*Collected data entries*
%%

Issue #1650, opened 2026-08-21
[Roadmap] Runtime Profile Agent for SGLang Omni


db-ol:
## Goal

Renamed on 2026-09-09 from Kernel Development Agents (KDA) to Runtime Profile Agent, as proposed by @zhaochenyang20. The scope is unchanged, the order is now explicit: profile each model's runtime first, optimize at the scheduling and orchestration layer while the GPU is still idle, and enter kernel work only once the GPU is busy. The kernel stage keeps the adjudication protocol below. The new name also avoids the collision with MIT Han Lab's Kernel Design Agents.

Make agent-driven runtime optimization a repeatable, adjudicated pipeline for SGLang Omni. A generated change is cheap. A trusted change is expensive. The pipeline spends its effort on the second part.

Founding case study: #1608 by @junliu-mde. External references: the [agent assisted SGLang development write-up](https://www.lmsys.org/blog/2026-07-02-agent-assisted-sglang-development) and [PolyArch humanize](https://github.com/PolyArch/humanize).

## Evaluation protocol (v0, comments welcome)

Every candidate passes the same protocol before any gain is claimed:

1. A correctness gate declared up front: bitwise identity under a controlled batching protocol, or for ASR possibly token identity plus a bounded WER regression, see the open question below.
2. An isolated benchmark against a functionally equivalent baseline under the same inputs, launch path, and compile flags. Control for warm-up and temporal drift, for example interleaved A/B or A-B-A with the first round discarded, and require the effect to clear the measured noise band.
3. Positive evidence the new code path actually executed, from counters or traces. Absence of errors is not evidence.
4. An end-to-end measurement on the target workload. Isolated wins that do not translate end-to-end are retained as optimization inventory but are not counted as delivered gains (#1608 documents this in detail). Match workload size to the effect being measured. In the #1620 reproduction, a 64 sample quick gate could not resolve a c16 effect that a 1088 clip run resolved (see comments). When the noise band is wider than the expected effect, an inconclusive measurement is a rerun trigger rather than evidence of no gain (see finals comment).
5. Independent reproduction before a merge recommendation.

Distilled from #1608, #1418 and the MTD kernel sweep. Corrections welcome, especially from anyone who has hit cases this does not cover.

## Stage 0: calibration (first, about one week)

Run candidate models through tasks with known answers, so the grader is validated against ground truth before we trust it on open problems.

[...]

PR #1675, opened 2026-08-24
[Qwen3-TTS] Capture CUDA graphs for followup vocoder decodes

db-ol:
## Motivation

The Qwen3-TTS streaming vocoder decodes the first audio chunk through CUDA graphs, but every follow up chunk runs the decoder eagerly. One follow up decode launches about 940 kernels and costs about 11 ms of host time, and in the default single process topology that host time competes with the scheduler loop. At 16 concurrent streams this measurably slows the whole pipeline.

## Modifications

- Generalize the decode graph holder to capture graphs keyed by (input frames, batch bucket) and to accept several frame counts. One holder instance per decode stream, so the initial and follow up workers never share static buffers.
- Give the follow up worker its own graph set, captured at serving start for the steady state window (left context plus follow up stride). Shapes outside the captured buckets fall back to the existing eager path.
- New followup_cuda_graph option on the scheduler and the vocoder factory, on by default.
- One INFO log listing the captured (frames, batch) keys.

## Related Issues

Part of the kernel work tracked in #1650.

## Accuracy Test

- Unit: decoder output through the follow up graphs is bitwise equal to eager at captured batch sizes (1, 4, 8). Batch sizes padded to a bucket show the same small numeric differences the existing initial chunk graphs already have.
- Serving WER, SeedTTS EN 96 clips at c16, whisper-large-v3 transcription, corpus WER: baselines 0.47 and 0.66 percent across two server restarts, candidate 0.66 and 0.48 percent across two runs. One candidate run contained one degenerate generation (1 of 96) that did not reproduce on rerun. Generation is not deterministic across restarts (34 of 40 sampled clips differ between the two baseline runs), so the comparison is corpus level.
- tests/unit_test/qwen3_tts/test_pipeline.py passes (123 passed, 1 skipped), two tests added.
- After merging main (c2d193f, includes #1523): 139 passed. WER gate repeated on the new main, corpus WER 0.47 percent on baseline, candidate, and second baseline, 0 of 96 clips above 50 percent, per clip WER identical across the three arms.

## Benchmark & Profiling

Three arm serving gate (baseline, candidate, baseline), streaming, SeedTTS EN 96 clips, warm repeats compared against the larger of the restart band and the repeat band, H200, two independent runs:

| c16 metric | run 1 | run 2 |
| --- | --- | --- |
| throughput | +7.0 percent, band 3.6 | +9.7 percent, band 5.1 |
| inter chunk latency mean | +10.0 percent, band 1.3 | +9.4 percent, band 4.1 |
| inter chunk latency p95 | +9.7 percent, band 5.7 | +13.3 percent, band 4.4 |

c1 is unchanged. With the vocoder in its own process (the CI topology) the change is neutral, the gain comes from removing host launch time from the shared process. A single follow up decode drops from about 11 ms eager to under 5 ms graph replay at batch 1.

Re-measured after merging main (c2d193f, includes #1523), same gate, two candidate servers plus a control server with followup_cuda_graph off:

| c16 metric | candidate 1 | candidate 2 | band |
| --- | --- | --- | --- |
| throughput | +6.2 percent | +8.8 percent | 2.5 |
| inter chunk latency mean | +6.3 percent | +9.0 percent | 2.6 |
| inter chunk latency p95 | +13.8 percent | +15.4 percent | 11.9 |

The control arm shows no improvement, so the gain is the follow up graphs and not the merge. c1 remains within noise.

## Checklist

- [x] Add unit tests.


db-ol:
Merged main after #1523 landed. The followup graph path now sits in the new _launch_async, selected by stream the same way the initial graphs are, everything else is unchanged. 139 unit tests pass.

Re-measured against the new main (c2d193f) on one H200, A-B-A with three fresh servers plus a second candidate server, 96 samples, three repeats, warm repeats compared. At concurrency 16: throughput +6.2 and +8.8 percent (band 2.5), inter chunk latency mean improved 6.3 and 9.0 percent (band 2.6), p95 improved 13.8 and 15.4 percent (band 11.9). Concurrency 1 is within noise. A control arm with followup_cuda_graph off on the same code shows no improvement. WER gate: corpus WER 0.47 percent on all three arms, 0 of 96 above 50 percent.

So the gain survives the removal of the per batch synchronize in #1523. The vocoder now captures two holders, initial and followup, both keyed by (frames, batch bucket).

sglang_omni/models/qwen3_tts/streaming_vocoder.py
```diff
@@ -247,37 +247,42 @@ def _drop_views(self) -> None:
...
         capture_stream = torch.cuda.Stream(device=self._device)
         graph_pool = torch.cuda.graph_pool_handle()
-        for batch_size in self._batch_sizes:
+        for input_frames, batch_size in (
+            (f, b) for f in self._input_frames for b in self._batch_sizes
+        ):
             try:
                 static_input = torch.zeros(
-                    (batch_size, self._num_quantizers, self._input_frames),
+                    (batch_size, self._num_quantizers, input_frames),
```
luojiaxuan, line 285: Could we add capture_stream.wait_stream(torch.cuda.current_stream(self._device)) before the side stream warmup? static_input is initialized on the current stream and immediately read on capture_stream, while capture_stream.synchronize() does not order the earlier current stream work.

tests/unit_test/qwen3_tts/test_pipeline.py
```diff
@@ -1519,6 +1519,33 @@ def test_qwen3_tts_initial_decode_graphs_noop_on_cpu() -> None:
...
+        device=torch.device("cpu"),
+        num_quantizers=2,
+        input_frames=(24, 32, 24),
+        batch_sizes=(4, 1),
+    )
+
+    assert graphs._input_frames == (24, 32)
+    assert graphs._batch_sizes == (1, 4)
+    graphs.capture()
+    assert graphs.decode(torch.zeros((1, 2, 24), dtype=torch.long)) is None
```
luojiaxuan, line 1546: This test runs on CPU, so _enabled is false, capture() is a no op, and decode() returns None. Could we inject fake graph entries and verify that B=3 selects (24, 4), clears the padded row, calls replay(), slices the output back to B=3, selects the correct frame key, and returns None for unsupported shapes?

sglang_omni/models/qwen3_tts/streaming_vocoder.py
```diff
@@ -349,6 +361,7 @@ def __init__(
         followup_batch_wait_ms: int = 1,
         initial_cuda_graph: bool = True,
         enable_deterministic_inference: bool = False,
+        followup_cuda_graph: bool = True,
```
luojiaxuan, line 365: followup_cuda_graph defaults to true, while deterministic mode only disables initial_cuda_graph. Could we report test_qwen3_tts_deterministic_batch_invariance passing with followup graphs enabled, or explicitly disable this path in deterministic mode?

sglang_omni/models/qwen3_tts/streaming_vocoder.py
```diff
@@ -457,6 +490,7 @@ def on_serving_start(self) -> None:
         if not self._async_decode:
             return
         self._initial_decode_graphs.capture()
+        self._followup_decode_graphs.capture()
```
luojiaxuan, line 494: Since this is enabled by default and adds another private graph pool, could we report the reserved memory delta, added startup capture time, and c16 TTFA p50 and p95? This is most useful for the separate vocoder process case, where the current result is neutral.

luojiaxuan (changes requested):

sglang_omni/models/qwen3_tts/streaming_vocoder.py
db-ol: Agreed. PyTorch creates side streams with cudaStreamNonBlocking, so the zero fill issued on the current stream is not ordered before the warmup on capture_stream, and capture_stream.synchronize() only waits for work already on that stream. Added capture_stream.wait_stream(torch.cuda.current_stream(self._device)) right after static_input is created, before the warmup. The initial capture on main has the same ordering gap, and both holders share this capture code, so both get the fix.

tests/unit_test/qwen3_tts/test_pipeline.py
db-ol: Added test_qwen3_tts_decode_graphs_replay_pads_batch_and_slices_output. It injects fake graph entries for (24, 1), (24, 4) and (32, 1) with a replay counter and checks that a B=3 input with 24 frames selects (24, 4), copies the three rows into the static input and clears the padded row, replays that graph exactly once, and returns a [3, 1, 96] slice of the static output in fresh storage. A 32 frame input selects (32, 1). B=3 at 32 frames (bucket not captured), B=5, 20 frames, a wrong quantizer count and a 2D input all return None without replaying anything.

sglang_omni/models/qwen3_tts/streaming_vocoder.py
db-ol: Good catch. Deterministic mode now disables the followup graphs the same way it disables the initial ones: stage_factory_kwargs adds followup_cuda_graph False for the vocoder stage (an explicit factory value still wins), and test_qwen3_tts_deterministic_inference_configures_pipeline asserts both. So the deterministic path is unchanged from main, follow up chunks stay eager there. If you would rather keep graphs on in deterministic mode I can run test_qwen3_tts_deterministic_batch_invariance with them enabled and report, but matching initial_cuda_graph looked like the safer default.

sglang_omni/models/qwen3_tts/streaming_vocoder.py
db-ol: Measured on one H200, torch 2.11.0+cu130, Qwen3-TTS-12Hz-1.7B-Base, two runs.

Memory: the followup holder captures four graphs, (24, 1), (24, 2), (24, 4), (24, 8). With the default strides the two followup frame counts (left context 16 plus followup stride 8, and left context plus the initial followup stride) both resolve to 24, so they dedupe to one key. Its private pool reserves 822 MiB (torch.cuda.memory_reserved delta, 34 MiB of that stays allocated after capture, the rest is held by the pool), 832 MiB at the device level (mem_get_info delta). The initial holder costs the same, 822 MiB reserved and 910 MiB device level. The 0.6B checkpoint gives the same memory numbers, its speech tokenizer decoder is the same size. The two pools stay separate on purpose, the holders replay concurrently on two streams and a shared pool is only safe for ordered replays.

Startup: the followup capture runs right after the initial capture in on_serving_start. In isolation it took 0.41 and 1.29 s (the initial capture took 2.8 and 3.1 s), 1.0 s on the 0.6B checkpoint. In the three gate servers the gap between the two captured log lines was 0.25, 0.37 and 0.47 s.

c16 TTFA from the gate runs already posted (time to first audio payload, mean of the warm repeats, 96 clips, single process topology). Second gate run: baseline p50 0.326 and 0.319 s, p95 0.596 and 0.476 s, candidate p50 0.298 and 0.297 s, p95 0.392 and 0.437 s, control with followup graphs off p50 0.366 s, p95 0.572 s. First gate run: baseline p50 0.335 and 0.306 s, p95 0.530 and 0.432 s, candidate p50 0.300 s, p95 0.524 s. c1 TTFA p50 is 0.117 to 0.126 s on the baseline and candidate arms and 0.132 s on the control. So TTFA p50 is within noise to slightly better and p95 stays inside the baseline spread, nothing got worse.

Separate vocoder process topology (--vocoder.process vocoder with gpu_memory_fraction 0.5 for the engine and 0.10 for the vocoder, as in CI), same gate, A-B-A on the same code with followup graphs off, on, off, three repeats per server, warm repeats compared: the vocoder process grows from 2044 to 2876 MiB in nvidia-smi (plus 832 MiB, matching the isolated measurement), the followup capture adds 0.36 s between the two captured log lines, c16 TTFA p50 is 0.319 s on versus 0.320 and 0.355 s off (band 10 percent), p95 0.476 s versus 0.626 and 0.606 s (band 46 percent), throughput plus 2.1 percent (band 9.4 percent), and c1 is within noise on every metric. So in that topology the cost is 832 MiB in the vocoder process and under half a second of startup, and latency does not move outside the band in either direction.

db-ol:
Thanks for your careful review, @luojiaxuan ! Fixed. Could you please take another look when you have a chance?

luojiaxuan (approved):
LG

%%

*Your instructions*
Line count for the string "Profile": state how many lines in the data contain it, and output nothing else.

*Solution*
2